*** MATERIALS PROVIDED Section Begins ***

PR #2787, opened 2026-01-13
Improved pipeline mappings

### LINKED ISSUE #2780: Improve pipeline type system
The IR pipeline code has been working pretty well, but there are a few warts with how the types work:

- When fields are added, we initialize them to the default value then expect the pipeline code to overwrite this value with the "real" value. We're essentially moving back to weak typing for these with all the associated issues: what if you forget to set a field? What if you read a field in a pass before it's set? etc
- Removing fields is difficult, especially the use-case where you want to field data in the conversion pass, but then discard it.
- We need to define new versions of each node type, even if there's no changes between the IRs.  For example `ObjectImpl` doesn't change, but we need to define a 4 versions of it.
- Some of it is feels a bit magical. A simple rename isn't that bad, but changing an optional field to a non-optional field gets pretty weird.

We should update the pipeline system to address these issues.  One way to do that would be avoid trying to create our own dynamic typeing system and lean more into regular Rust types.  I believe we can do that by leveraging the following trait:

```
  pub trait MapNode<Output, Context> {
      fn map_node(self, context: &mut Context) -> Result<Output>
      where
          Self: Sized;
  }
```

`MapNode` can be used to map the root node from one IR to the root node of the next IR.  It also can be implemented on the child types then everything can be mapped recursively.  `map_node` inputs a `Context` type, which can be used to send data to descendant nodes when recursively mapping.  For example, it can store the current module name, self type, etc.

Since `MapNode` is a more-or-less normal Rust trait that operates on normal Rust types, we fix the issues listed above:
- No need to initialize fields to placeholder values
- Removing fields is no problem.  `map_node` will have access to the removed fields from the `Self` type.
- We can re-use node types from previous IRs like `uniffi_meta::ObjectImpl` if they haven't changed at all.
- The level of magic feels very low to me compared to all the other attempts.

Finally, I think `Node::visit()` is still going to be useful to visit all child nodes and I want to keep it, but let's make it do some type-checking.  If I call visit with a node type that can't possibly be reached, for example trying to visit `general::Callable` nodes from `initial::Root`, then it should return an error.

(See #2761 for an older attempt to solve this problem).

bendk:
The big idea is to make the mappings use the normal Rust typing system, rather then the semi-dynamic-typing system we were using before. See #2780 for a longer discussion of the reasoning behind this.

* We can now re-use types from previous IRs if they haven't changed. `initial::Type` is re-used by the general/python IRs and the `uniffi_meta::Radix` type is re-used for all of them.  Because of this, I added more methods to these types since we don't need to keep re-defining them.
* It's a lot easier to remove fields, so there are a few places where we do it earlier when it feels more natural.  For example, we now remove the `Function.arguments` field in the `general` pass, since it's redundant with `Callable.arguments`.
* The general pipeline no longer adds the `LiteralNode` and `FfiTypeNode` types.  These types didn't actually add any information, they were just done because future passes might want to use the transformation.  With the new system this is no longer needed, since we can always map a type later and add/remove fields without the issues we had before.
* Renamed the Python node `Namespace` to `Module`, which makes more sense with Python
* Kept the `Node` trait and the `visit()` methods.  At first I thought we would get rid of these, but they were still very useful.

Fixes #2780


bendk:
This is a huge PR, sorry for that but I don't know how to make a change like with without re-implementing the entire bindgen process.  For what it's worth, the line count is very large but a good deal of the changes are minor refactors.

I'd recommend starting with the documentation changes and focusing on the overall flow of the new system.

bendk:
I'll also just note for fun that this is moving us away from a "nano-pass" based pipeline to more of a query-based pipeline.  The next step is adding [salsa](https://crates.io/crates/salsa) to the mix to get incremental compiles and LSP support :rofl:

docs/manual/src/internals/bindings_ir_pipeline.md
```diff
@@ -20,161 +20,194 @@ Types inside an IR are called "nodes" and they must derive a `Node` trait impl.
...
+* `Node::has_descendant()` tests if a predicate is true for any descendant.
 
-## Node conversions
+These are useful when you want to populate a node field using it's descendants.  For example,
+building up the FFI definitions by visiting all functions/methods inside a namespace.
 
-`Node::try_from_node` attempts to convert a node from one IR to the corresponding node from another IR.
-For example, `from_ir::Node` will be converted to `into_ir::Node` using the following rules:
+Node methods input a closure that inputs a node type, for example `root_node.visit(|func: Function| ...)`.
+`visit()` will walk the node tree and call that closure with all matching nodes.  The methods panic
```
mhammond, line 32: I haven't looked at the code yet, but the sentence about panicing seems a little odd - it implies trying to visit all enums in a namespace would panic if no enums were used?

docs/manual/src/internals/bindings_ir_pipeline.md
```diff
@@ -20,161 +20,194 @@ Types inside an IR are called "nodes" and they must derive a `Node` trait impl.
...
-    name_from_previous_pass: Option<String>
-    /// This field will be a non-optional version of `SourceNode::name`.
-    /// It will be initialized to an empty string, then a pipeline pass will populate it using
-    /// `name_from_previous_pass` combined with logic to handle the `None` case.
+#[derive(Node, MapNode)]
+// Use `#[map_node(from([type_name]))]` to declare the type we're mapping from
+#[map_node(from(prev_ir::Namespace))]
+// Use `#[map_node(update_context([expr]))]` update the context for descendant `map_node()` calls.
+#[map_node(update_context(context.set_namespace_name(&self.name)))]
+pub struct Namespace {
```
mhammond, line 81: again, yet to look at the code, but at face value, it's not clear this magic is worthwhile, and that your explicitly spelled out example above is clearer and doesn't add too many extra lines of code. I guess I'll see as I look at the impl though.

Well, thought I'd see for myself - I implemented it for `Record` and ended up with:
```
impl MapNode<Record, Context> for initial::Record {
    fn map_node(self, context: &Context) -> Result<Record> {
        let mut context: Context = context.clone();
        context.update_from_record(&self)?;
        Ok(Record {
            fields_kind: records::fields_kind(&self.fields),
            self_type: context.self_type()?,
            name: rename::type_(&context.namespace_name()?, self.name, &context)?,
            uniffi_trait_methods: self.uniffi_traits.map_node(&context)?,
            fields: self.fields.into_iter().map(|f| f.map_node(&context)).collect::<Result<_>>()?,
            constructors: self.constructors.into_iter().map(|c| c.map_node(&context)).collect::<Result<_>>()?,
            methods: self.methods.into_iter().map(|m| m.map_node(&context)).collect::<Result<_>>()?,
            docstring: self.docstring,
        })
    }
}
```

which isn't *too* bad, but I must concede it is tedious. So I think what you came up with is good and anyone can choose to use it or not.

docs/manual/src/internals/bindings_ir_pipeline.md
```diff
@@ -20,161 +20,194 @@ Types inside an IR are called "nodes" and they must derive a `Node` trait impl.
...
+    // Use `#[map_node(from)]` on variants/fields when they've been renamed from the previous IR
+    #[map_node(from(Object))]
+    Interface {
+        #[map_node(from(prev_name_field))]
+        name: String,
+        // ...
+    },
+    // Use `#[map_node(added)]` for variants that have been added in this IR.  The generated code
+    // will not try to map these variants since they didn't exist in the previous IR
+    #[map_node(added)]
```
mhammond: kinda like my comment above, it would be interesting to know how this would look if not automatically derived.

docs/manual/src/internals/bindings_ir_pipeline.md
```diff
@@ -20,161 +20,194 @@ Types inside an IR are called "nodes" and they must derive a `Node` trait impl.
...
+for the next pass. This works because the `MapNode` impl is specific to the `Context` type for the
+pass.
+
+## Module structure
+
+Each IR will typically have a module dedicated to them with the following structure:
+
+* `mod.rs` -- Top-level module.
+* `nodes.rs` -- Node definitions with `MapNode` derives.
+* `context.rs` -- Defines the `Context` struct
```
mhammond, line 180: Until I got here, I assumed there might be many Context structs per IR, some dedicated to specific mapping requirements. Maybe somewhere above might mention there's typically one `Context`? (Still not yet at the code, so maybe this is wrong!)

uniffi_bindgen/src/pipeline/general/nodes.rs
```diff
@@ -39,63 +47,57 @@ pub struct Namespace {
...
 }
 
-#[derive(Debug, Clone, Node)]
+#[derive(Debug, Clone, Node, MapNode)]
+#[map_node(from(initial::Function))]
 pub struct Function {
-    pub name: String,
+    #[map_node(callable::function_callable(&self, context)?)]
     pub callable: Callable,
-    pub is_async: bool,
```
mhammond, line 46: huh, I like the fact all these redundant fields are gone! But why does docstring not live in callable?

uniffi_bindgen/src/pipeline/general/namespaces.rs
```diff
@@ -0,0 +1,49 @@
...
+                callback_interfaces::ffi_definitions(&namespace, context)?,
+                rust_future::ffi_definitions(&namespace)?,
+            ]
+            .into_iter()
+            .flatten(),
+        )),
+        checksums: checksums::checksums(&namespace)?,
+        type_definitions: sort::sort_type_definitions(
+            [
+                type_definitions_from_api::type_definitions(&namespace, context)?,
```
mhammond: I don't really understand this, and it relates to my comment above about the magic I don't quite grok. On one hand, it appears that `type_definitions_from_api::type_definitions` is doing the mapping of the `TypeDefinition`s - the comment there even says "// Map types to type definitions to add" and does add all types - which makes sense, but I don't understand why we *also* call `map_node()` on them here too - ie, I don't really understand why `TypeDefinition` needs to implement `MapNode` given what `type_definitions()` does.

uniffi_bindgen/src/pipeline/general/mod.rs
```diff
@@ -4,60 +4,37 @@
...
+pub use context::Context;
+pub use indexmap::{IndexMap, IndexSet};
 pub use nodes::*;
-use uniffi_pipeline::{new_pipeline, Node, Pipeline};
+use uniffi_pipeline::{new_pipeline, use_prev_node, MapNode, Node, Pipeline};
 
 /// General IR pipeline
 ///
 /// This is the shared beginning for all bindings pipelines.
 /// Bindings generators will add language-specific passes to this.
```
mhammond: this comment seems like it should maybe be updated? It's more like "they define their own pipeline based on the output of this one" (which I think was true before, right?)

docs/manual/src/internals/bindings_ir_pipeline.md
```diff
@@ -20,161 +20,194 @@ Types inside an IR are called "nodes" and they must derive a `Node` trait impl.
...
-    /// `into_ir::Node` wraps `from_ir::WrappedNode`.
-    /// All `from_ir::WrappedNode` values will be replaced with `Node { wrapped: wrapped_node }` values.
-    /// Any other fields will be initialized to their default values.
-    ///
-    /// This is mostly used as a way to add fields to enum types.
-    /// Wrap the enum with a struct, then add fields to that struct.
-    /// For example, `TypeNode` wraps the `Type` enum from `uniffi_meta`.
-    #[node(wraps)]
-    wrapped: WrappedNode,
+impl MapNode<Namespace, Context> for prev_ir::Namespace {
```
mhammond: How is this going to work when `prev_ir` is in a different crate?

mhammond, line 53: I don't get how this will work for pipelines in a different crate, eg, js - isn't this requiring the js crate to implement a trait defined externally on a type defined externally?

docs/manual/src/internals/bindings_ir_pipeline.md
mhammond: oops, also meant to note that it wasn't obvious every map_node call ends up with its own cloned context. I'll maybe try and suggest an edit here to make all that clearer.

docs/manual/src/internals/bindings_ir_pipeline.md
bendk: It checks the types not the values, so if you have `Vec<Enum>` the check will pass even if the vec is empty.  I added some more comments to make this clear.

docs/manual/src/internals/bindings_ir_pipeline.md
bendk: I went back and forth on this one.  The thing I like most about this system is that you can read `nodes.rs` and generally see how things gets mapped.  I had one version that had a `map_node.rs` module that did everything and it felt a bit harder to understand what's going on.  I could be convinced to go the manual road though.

*** MATERIALS PROVIDED Section Ends ***

WHAT TO DO — In how many lines of the entries does "above" appear? Reply with only the number.

REPLY — 5